2. All capitalized terms used herein and not otherwise defined herein shall
have the meanings ascribed to them in the Credit Agreement.
3. The definition of "Interest Coverage Ratio" contained in Section 1.1 of the
Credit Agreement is hereby amended and restated so that, from and after the
date hereof, it shall read in its entirety as follows:
"INTEREST COVERAGE RATIO" shall mean (i) Borrower's Adjusted EBITL;
divided by (ii) the sum of Interest Expense and Rentals for the Borrower.

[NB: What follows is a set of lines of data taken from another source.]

PR #524, opened 2016-03-26
Extract search logic to GitHub::Search

tarebyte:
We didn't wrap the search client in error handling and it's blowing up Airbrake.

This still needs tests, but I wanted to see what you all thought of this approach.

/cc @johndbritton @cyhsutw


app/controllers/autocomplete_controller.rb
```diff
@@ -1,29 +1,10 @@
 class AutocompleteController < ApplicationController
   def github_repos
```
johndbritton: I have to say, I like this controller a lot more now.

lib/github/search.rb
```diff
@@ -0,0 +1,35 @@
...
+      @search_client = Octokit::Client.new(options)
+    end
+
+    def search_github_repositories(query, options = { per_page: 10, page: 1 })
+      GitHub::Errors.with_error_handling do
+        if query.present?
+          search_query = build_github_repositories_query(query)
+          search_client.search_repos(search_query, options)[:items]
+        else
+          search_client.repos(@github_id, sort: 'updated', per_page: 10, page: 1)
```
johndbritton: Should this use the `options` that are passed in above?

tarebyte: yup, just a copy paste error

johndbritton:
:shipit:

app/assets/javascripts/autocomplete.coffee
```diff
@@ -11,7 +11,7 @@ update_textfield = (list_element) ->
   $('.js-autocomplete-resource-id').val($(list_element).data('res-id'))
 
 ready = ->
-  $('.js-autocomplete-textfield').on('focus input', ->
+  $('.js-autocomplete-textfield').on('change keyup', ->
```
cyhsutw: Hi @tarebyte 

Would you mind elaborating a little on using `keyup` instead of `input`? :pray: 

The reason why I used `input` is to ignore control events like `command + left arrow` (jumps to the beginning of the line).

cyhsutw:
@tarebyte 

Sorry about missing the error handling :disappointed_relieved:

This looks way far better than the previous version, thanks! :tada:

app/assets/javascripts/autocomplete.coffee
johndbritton: The Javascript was triggering a search after every single character was typed, which led to exhausting the GitHub Search API [rate limit](https://developer.github.com/v3/search/#rate-limit) of 30req/sec in some cases where a user was indecisive.

cyhsutw: @johndbritton Thanks for the explanation :smile: 

> The Javascript was triggering a search after every single character was typed

I thought this is controlled by the timeout period we set, not because the difference between  `keyup` and `input`. My understanding is that `keyup` would trigger more events than `input` when a user is typing (since `input` is triggered only when the `value` is changed).

> which led to exhausting the GitHub Search API rate limit of 30req/sec in some cases where a user was indecisive

A possible case that would exhaust the API is that a user keeps doing `focus` and `blur` (and this is a likely case).
In this case, `focus input` will trigger a lot of unnecessary requests compared to `change keyup`.

I was trying to follow up the design considerations here, it would be appreciated if you could give me some insights to help me clarify this.

PR #523, opened 2016-03-26
Added Elasticsearch status to ``GET /_ping``

sahilshekhawat:
We use Chewy for Elasticsearch, checking health of cluster tells us
Elasticsearch's status. i.e. ``Chewy.client.cluster.health["status"] == "green"``

Fixes #424

PR #526, opened 2016-03-27
Make `_ping` for `elasticsearch` to actually report the status.

cyhsutw:
Hey guys,

Thanks to @sahilshekhawat for #523 that added the ability to check the status of `elasticsearch`.

I've tried this locally but I found that it does not report the status correctly when my `elasticsearch` cluster is having `yellow` or `red` as its status.

This PR fixes the issue described above.

### DIFF
--- a/config/application.rb
+++ b/config/application.rb
@@ -66,7 +66,7 @@ module Classroom
         end
 
         ping.check :elasticsearch do
-          Chewy.client.cluster.health["status"] == "green"
+          raise unless Chewy.client.cluster.health['status'] == 'green'
           'ok'
         end
       end
--- a/config/application.rb
+++ b/config/application.rb
@@ -66,7 +66,12 @@ module Classroom
         end
 
         ping.check :elasticsearch do
-          Chewy.client.cluster.health['status'] == 'green' ? 'ok' : false  
+          status = Chewy.client.cluster.health['status'] || 'unavailable'
+          if status == 'green'
+            'ok'
+          else
+            raise "Elasticsearch status is #{status}"
+          end
         end
       end
     end
--- a/config/application.rb
+++ b/config/application.rb
@@ -66,8 +66,7 @@ module Classroom
         end
 
         ping.check :elasticsearch do
-          raise unless Chewy.client.cluster.health['status'] == 'green'
-          'ok'
+          Chewy.client.cluster.health['status'] == 'green' ? 'ok' : false  
         end
       end
     end


tarebyte:
@cyhsutw we don't want to raise errors, what is it reporting?

cyhsutw:
@tarebyte 
Thanks for the suggestion.

After digging in to the source code of [`pinglish`](https://github.com/jbarnette/pinglish/blob/master/lib/pinglish.rb#L117) I found that it's better to return `false` instead of raising an error when the status is not `green`. 

I've updated my code accordingly.

sahilshekhawat:
When a service fails, it is returned as ``failures: [memcached, elasticsearch]`` etc. This is actually an design issue, if we want to return false (which makes it difficult to see failing services comparatively) or return failed services.

cyhsutw:
@sahilshekhawat I thought returning `false` in the `ping.check` block will generate a message just like you mentioned, since `pinglish` will check if there's any `exception` or if the returned value is `false`, either way it's considered as a failure.

I tried this locally, and here's the response of `GET /_ping`:

1. Status of `elasticsearch`  clusters is `green`:

	```json
	{
		"now":"1459050390",
		"status":"ok",
		"db":"ok",
		"memcached":"ok",
		"redis":"ok",
		"elasticsearch":"ok"
	}
	```

2. Status of `elasticsearch` clusters is `red`/`yellow`:

	```json
	{
		"now":"1459050401",
		"status":"failures",
		"db":"ok",
		"memcached":"ok",
		"redis":"ok",
		"failures":["elasticsearch"]
	}
	```

config/application.rb
```diff
@@ -66,8 +66,7 @@ class Application < Rails::Application
         end
 
         ping.check :elasticsearch do
-          Chewy.client.cluster.health["status"] == "green"
-          'ok'
+          Chewy.client.cluster.health['status'] == 'green' ? 'ok' : false
```
johndbritton: How about this:

```ruby
ping.check :elasticsearch do
  status = Chewy.client.cluster.health['status'] || 'unavailable'
  if status == 'green'
    'ok'
  else
    raise "Elasticsearch status is #{status}"
  end
end
```

johndbritton:
Is there a reason you prefer using `false` rather than `raise`?

cyhsutw:
@johndbritton Since the design of `pinglish` treat `false` and `raise` the same ([see here](https://github.com/jbarnette/pinglish/blob/master/lib/pinglish.rb#L117)).

And I thought raising an exception is relatively costly than return `false`.

config/application.rb
cyhsutw: Looks like Pinglish ignores the message of the exception, it just returns the same message for `false` and `raise`.

I agree that this `?:` expression is really confusing, how about we just returned the `status` instead?

johndbritton:
> And I thought raising an exception is relatively costly than return false.

In each of the other checks, we're depending on exceptions. The general rule of thumb I like to use is if a case is exceptional it deserves an exception. Elasticsearch being down is an exceptional case.

tarebyte:
@cyhsutw I agree with @johndbritton let's go ahead and raise the error since it matches the other pinglish endpoints.

Thanks!

cyhsutw:
Just changed the code as @johndbritton suggested.

Just a gentle reminder, the response will remain the same as the one in my [previous comment](https://github.com/education/classroom/pull/526#issuecomment-201981845).

johndbritton:
> Just a gentle reminder, the response will remain the same as the one in my previous comment.

I think that's exactly the response we want. Is there something wrong with that?

cyhsutw:
Nope, it's all good. 

Just thought that you'd like to see exact status of `elasticsearch` because we passed a message in the `raise` call.

johndbritton:
> Just thought that you'd like to see exact status of elasticsearch because we passed a message in the raise call.

Ah, yeah. That's fine. Thanks for pointing it out

PR #528, opened 2016-03-28
Handle Search errors for Autocomplete

tarebyte:
So we wrapped the errors so that we handle them our way, but then since we were still raising them to the user we got stuff like this.

image

Now our errors will look like this.

image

4. The definition of "Revolving Credit Maturity Date" contained in Section 1.1
of the Credit Agreement is hereby amended and restated so that, from and
after the date hereof, it shall read in its entirety as follows:
"REVOLVING CREDIT MATURITY DATE" shall mean the date the Revolving
Credit Commitment will mature, which for the purposes of this Agreement is
April 30, 2002.
5. The following definition is hereby added to Section 1.1 of the Credit
Agreement effective from and after the date hereof:
"FIXED CHARGE COVERAGE RATIO" shall mean (i) Borrower's Adjusted EBITDA
plus Rentals less Capitalized Lease Obligations less dividends; divided by
(ii) the sum of Interest Expense, current maturities of long term debt,
Capitalized Lease Obligations and Rentals for the Borrower.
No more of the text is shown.